WORK ORDER: The reply should hold every line of the data, unchanged and complete.
[DATA TO PROCESS — start]
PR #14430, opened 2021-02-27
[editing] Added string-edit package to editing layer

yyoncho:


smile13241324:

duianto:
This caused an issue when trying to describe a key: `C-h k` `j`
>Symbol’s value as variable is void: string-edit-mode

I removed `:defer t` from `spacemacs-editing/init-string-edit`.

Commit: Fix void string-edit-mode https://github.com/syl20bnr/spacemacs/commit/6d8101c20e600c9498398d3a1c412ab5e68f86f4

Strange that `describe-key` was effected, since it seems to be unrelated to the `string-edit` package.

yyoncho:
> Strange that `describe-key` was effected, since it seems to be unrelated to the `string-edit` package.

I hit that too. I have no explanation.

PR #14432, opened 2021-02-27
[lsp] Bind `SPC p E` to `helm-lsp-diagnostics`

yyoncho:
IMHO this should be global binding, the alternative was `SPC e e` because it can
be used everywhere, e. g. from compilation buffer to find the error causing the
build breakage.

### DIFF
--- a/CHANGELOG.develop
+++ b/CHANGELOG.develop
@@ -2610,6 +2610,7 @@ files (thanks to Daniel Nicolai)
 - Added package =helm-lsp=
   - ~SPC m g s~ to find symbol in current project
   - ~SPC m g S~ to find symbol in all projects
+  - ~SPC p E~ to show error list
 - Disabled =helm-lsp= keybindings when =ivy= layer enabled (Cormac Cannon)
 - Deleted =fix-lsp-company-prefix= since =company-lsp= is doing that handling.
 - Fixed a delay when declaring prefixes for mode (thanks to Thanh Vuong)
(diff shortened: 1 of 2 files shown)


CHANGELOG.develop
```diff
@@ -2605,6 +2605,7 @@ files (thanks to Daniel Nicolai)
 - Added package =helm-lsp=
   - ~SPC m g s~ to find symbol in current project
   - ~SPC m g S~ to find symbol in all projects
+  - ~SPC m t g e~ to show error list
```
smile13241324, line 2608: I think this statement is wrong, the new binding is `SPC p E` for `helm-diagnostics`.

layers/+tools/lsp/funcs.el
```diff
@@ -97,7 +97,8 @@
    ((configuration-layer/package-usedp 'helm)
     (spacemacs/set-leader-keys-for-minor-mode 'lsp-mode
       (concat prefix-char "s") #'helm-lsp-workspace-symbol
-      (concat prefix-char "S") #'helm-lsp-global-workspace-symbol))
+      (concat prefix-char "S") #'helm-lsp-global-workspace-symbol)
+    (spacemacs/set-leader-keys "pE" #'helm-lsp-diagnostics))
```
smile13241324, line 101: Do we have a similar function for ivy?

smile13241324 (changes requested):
[DATA TO PROCESS — finish]
COMPLETED EXERCISE:
PR #14430, opened 2021-02-27
[editing] Added string-edit package to editing layer

yyoncho:


smile13241324:

duianto:
This caused an issue when trying to describe a key: `C-h k` `j`
>Symbol’s value as variable is void: string-edit-mode

I removed `:defer t` from `spacemacs-editing/init-string-edit`.

Commit: Fix void string-edit-mode https://github.com/syl20bnr/spacemacs/commit/6d8101c20e600c9498398d3a1c412ab5e68f86f4

Strange that `describe-key` was effected, since it seems to be unrelated to the `string-edit` package.

yyoncho:
> Strange that `describe-key` was effected, since it seems to be unrelated to the `string-edit` package.

I hit that too. I have no explanation.

PR #14432, opened 2021-02-27
[lsp] Bind `SPC p E` to `helm-lsp-diagnostics`

yyoncho:
IMHO this should be global binding, the alternative was `SPC e e` because it can
be used everywhere, e. g. from compilation buffer to find the error causing the
build breakage.

### DIFF
--- a/CHANGELOG.develop
+++ b/CHANGELOG.develop
@@ -2610,6 +2610,7 @@ files (thanks to Daniel Nicolai)
 - Added package =helm-lsp=
   - ~SPC m g s~ to find symbol in current project
   - ~SPC m g S~ to find symbol in all projects
+  - ~SPC p E~ to show error list
 - Disabled =helm-lsp= keybindings when =ivy= layer enabled (Cormac Cannon)
 - Deleted =fix-lsp-company-prefix= since =company-lsp= is doing that handling.
 - Fixed a delay when declaring prefixes for mode (thanks to Thanh Vuong)
(diff shortened: 1 of 2 files shown)


CHANGELOG.develop
```diff
@@ -2605,6 +2605,7 @@ files (thanks to Daniel Nicolai)
 - Added package =helm-lsp=
   - ~SPC m g s~ to find symbol in current project
   - ~SPC m g S~ to find symbol in all projects
+  - ~SPC m t g e~ to show error list
```
smile13241324, line 2608: I think this statement is wrong, the new binding is `SPC p E` for `helm-diagnostics`.

layers/+tools/lsp/funcs.el
```diff
@@ -97,7 +97,8 @@
    ((configuration-layer/package-usedp 'helm)
     (spacemacs/set-leader-keys-for-minor-mode 'lsp-mode
       (concat prefix-char "s") #'helm-lsp-workspace-symbol
-      (concat prefix-char "S") #'helm-lsp-global-workspace-symbol))
+      (concat prefix-char "S") #'helm-lsp-global-workspace-symbol)
+    (spacemacs/set-leader-keys "pE" #'helm-lsp-diagnostics))
```
smile13241324, line 101: Do we have a similar function for ivy?

smile13241324 (changes requested):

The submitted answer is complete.